Adapun untuk kampanye berbentuk rapat umum ditetapkan hanya dilaksanakan satu kali selama masa kampanye. Berbeda dengan debat publik, agenda yang akan disiarkan secara langsung oleh televisi, streaming serta siaran tunda ini justru akan dilaksanakan selama 3 kali.

Sebagaimana diketahui, dari hasil Tahapan Pendaftaran yang diselenggarakan selama 3 hari (4 – 6 September 2020) terdapat total 4 bakal pasangan calon yang datang untuk mendaftarkan diri ke kantor KPUD Gunungkidul bersama dengan partai politik pengusung masing-masing.

Keempat pasangan bakal calon Bupati dan Wakil Bupati tersebut diantaranya pasangan Bambang Wisnu Handoyo – Benyamin Sudarmadi, pasangan Prof. Dr. H. SutrisnaWibawa, M. Pd – Mahmud Ardi Widanto, S. IP, pasangan Drs. Immawan Wahyudi, MH – Dra. Martanty Soenar Dewi, dan pasangan Sunaryanta – Heri Susanto, S. Kom., M. Si.

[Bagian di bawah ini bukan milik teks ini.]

PR #44, opened 2017-02-01
Is hamiltonian digraph

le27:
Adds a function called IsHamiltonianDigraph which checks if a given digraph is hamiltonian

### DIFF
--- a/doc/prop.xml
+++ b/doc/prop.xml
@@ -677,3 +677,36 @@ true
 </ManSection>
 <#/GAPDoc>
 
+<#GAPDoc Label="IsHamiltonianDigraph">
+<ManSection>
+  <Prop Name="IsHamiltonianDigraph" Arg="digraph"/>
+  <Returns><K>true</K> or <K>false</K>.</Returns>
+  <Description>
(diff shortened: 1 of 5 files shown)


james-d-mitchell:
Julius agreed to look at this too, and squash-merge if he's happy.

ChrisJefferson:
I'm just jumping in as a separate, interested reader.

I feel you should mention in the docs that uses `O(DigraphNrVertices(g)!)` space and time.

Also, while any algorithm for hamiltonian digraph will use `O(DigraphNrVertices(g)!)`, you can do quite a bit better than this is you want to -- depending on how hard you want to try. It would be nice at least to switch to only using `O(DigraphNrVertices(g))` space by doing a depth-first search (which could also terminate early as soon as it found a path).

james-d-mitchell:
Thanks @chrisjefferson, it'd be good if we could improve the complexity as Chris indicates.

wilfwilson:
Why was this closed?

james-d-mitchell:
I think because @le27 opened a new pull request with the same functionality.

Pasangan Bambang – Benyamin menjadi pendaftar pertama yang datang ke KPUD Gunungkidul pada hari Jumat, 4 September 2020 pukul 13.55 WIB. Kemudian pada hari berikutnya yaitu Sabtu, 5 September 2020 pukul 09.54 WIB, pasangan Sutrisna – Ardi bersama Partai Amanat Nasional (PAN), Partai Keadilan Sejahtera (PKS), Demokrat, dan Gerindra sebagai koalisi partai pengusung menjadi pendaftar kedua dalam tahapan pendaftaran ini.

Di hari yang sama, tepat pukul 14.05 WIB pasangan Immawan – Martanty mendaftarkan diri sebagai bakal pasangan calon bersama dengan partai pengusungnya, NasDem. Pada hari terakhir pendaftaran, Minggu 6 September 2020 pukul 15.30 WIB, pasangan Sunaryanta – Heri yang diusung oleh partai Golongan Karya (Golkar) dan Partai Kebangkitan Bangsa (PKB) resmi menjadi pendaftar keempat.

“Berkas pendaftaran bakal pasangan calon yang diusung oleh 8 partai politik tersebut dinyatakan diterima kemudian diproses lebih lanjut sesuai dengan aturan yang berlaku,” jelas Hani.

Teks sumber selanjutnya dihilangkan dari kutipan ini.